Machine learning analysis to interpret the effect of the photocatalytic reaction rate constant (k) of semiconductor-based photocatalysts on dye removal

J Hazard Mater. 2024 Mar 5:465:132995. doi: 10.1016/j.jhazmat.2023.132995. Epub 2023 Nov 11.

Abstract

Photocatalytic reactions with semiconductor-based photocatalysts have been investigated extensively for application to wastewater treatment, especially dye degradation, yet the interactions between different process parameters have rarely been reported due to their complicated reaction mechanisms. Hence, this study aims to discern the impact of each factor, and each interaction between multiple factors on reaction rate constant (k) using a decision tree model. The dyes selected as target pollutants were indigo and malachite green, and 5 different semiconductor-based photocatalysts with 17 different compositions were tested, which generated 34 input features and 1527 data points. The Boruta Shapley Additive exPlanations (SHAP) feature selection for the 34 inputs found that 11 inputs were significantly important. The decision tree model exhibited for 11 input features with an R2 value of 0.94. The SHAP feature importance analysis suggested that photocatalytic experimental conditions, with an importance of 59%, was the most important input category, followed by atomic composition (39%) and physicochemical properties (2%).

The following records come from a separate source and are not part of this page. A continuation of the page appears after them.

PR #5683, opened 2016-06-07
Commands: Warn if an error occurs while calling Startup

### LINKED ISSUE #4710: Commands: Don't terminate when Startup isn't constructible

bricelam:
Fixes #4710


natemcmaster:
LGTM. :sheep: :it:

Issue #5674, opened 2016-06-07
RC2: Regression with Parent/Child relationship


rwg0:
### Steps to reproduce

Use the following code to reproduce:

```
    class Program
    {
        static void Main(string[] args)
        {
            if (File.Exists("test.db"))
                File.Delete("test.db");

            using (var context = new WidgetContext())
            {
                context.Database.Migrate();
            }

            using (var context = new WidgetContext())
            {
                for (int i = 0; i < 10; i++)
                {
                    var w = new Widget();
                    context.Widgets.Add(w);
                }

                context.SaveChanges();
            }

            using (var context = new WidgetContext())
            {
                var widgets = context.Widgets.ToList();
                widgets[0].ParentWidget = widgets[1];
                context.SaveChanges();
            }

            using (var context = new WidgetContext())
            {
                var widgets = context.Widgets.ToList();
                try
                {
                    Console.WriteLine(widgets[1].ChildWidgets.Count);
                }
                catch (Exception e)
                {
                    Console.WriteLine("oops, didn't connect childwidgets collection.");
                    Console.WriteLine(e);
                }
                widgets[0].ParentWidget = widgets[2];
                try
                {
                    context.SaveChanges();
                    Console.WriteLine("Saved change of parent.");
                }
                catch (Exception e)
                {
                    Console.WriteLine("oops, couldn't alter the parent Id");
                    Console.WriteLine(e);
                }
            }
        }
    }

    class WidgetContext : DbContext
    {
        public DbSet<Widget> Widgets { get; set; }

        protected override void OnConfiguring(DbContextOptionsBuilder optionsBuilder)
        {
            optionsBuilder.UseSqlite("Filename=test.db");
        }
    }

    public class Widget
    {
        public int Id { get; set; }

        public int? ParentWidgetId { get; set; }

        [InverseProperty(nameof(ChildWidgets))]
        [ForeignKey(nameof(ParentWidgetId))]
        public Widget ParentWidget { get; set; }


        [InverseProperty(nameof(ParentWidget))]
        public List<Widget> ChildWidgets { get; set; }
    }
```

Add nuget packages for appropriate version of EntityFramework.Sqlite/EntityFrameworkCore.Sqlite and EntityFramework.Commands/EntityFrameworkCore.Tools.

Create an initial migration.

### The issue
On RC2, the ChildWidgets collection on each Widget when loading the entire table, so the line 
`Console.WriteLine(widgets[1].ChildWidgets.Count);`
[...]

PR #5687, opened 2016-06-07
Do state manager fixup for for more single queries

ajcvickers:
Issue #5674

The state manager was assuming the query would take care of fixup for all single queries. However, this is only true when the relationships are explicitly included in the query. For some cases such as self references and multiple relationships between entity types, fixup is needed that will not be performed by query. Therefore we will now drop out of single query mode for any query with self refs and any time multiple entities are returned. This will have a perf impact, but super simple queries will still run in single query mode. Post RTM we will try to do something better.

### DIFF
--- a/src/Microsoft.EntityFrameworkCore/ChangeTracking/Internal/StateManager.cs
+++ b/src/Microsoft.EntityFrameworkCore/ChangeTracking/Internal/StateManager.cs
@@ -32,6 +32,8 @@ namespace Microsoft.EntityFrameworkCore.ChangeTracking.Internal
         private IIdentityMap _identityMap1;
         private Dictionary<IKey, IIdentityMap> _identityMaps;
         private bool _needsUnsubscribe;
+        private bool? _singleQueryMode;
+        private IEntityType _singleQueryModeEntityType;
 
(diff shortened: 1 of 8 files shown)


src/Microsoft.EntityFrameworkCore/ChangeTracking/Internal/StateManager.cs
```diff
@@ -67,7 +69,38 @@ public class StateManager : IStateManager
...
+            }
+
+            // If we already checked for self-refs then don't check again.
+            if (_singleQueryModeEntityType == entityType)
+            {
+                return true;
+            }
+
+            // Drop out if SQM for self-refs since query will not fix them up.
+            if (_singleQueryModeEntityType != null
```
anpete: Does this work when combined with inheritance? Any existing metadata helpers you can use here? (ForeignKeyExtensions)

anpete:
:shipit:

src/Microsoft.EntityFrameworkCore/ChangeTracking/Internal/StateManager.cs
ajcvickers: Will check.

Additionally, the effects on k of the synergy between the metal cocatalysts and important experimental conditions were confirmed by two feature SHAP dependence plots, regardless of importance order. This work provides insight into the single and multiple factors that affect reaction rate and mechanism.

Keywords: Dye degradation; Machine learning; Photocatalysis; Reaction rate constant (k); Two-feature SHAP interactions.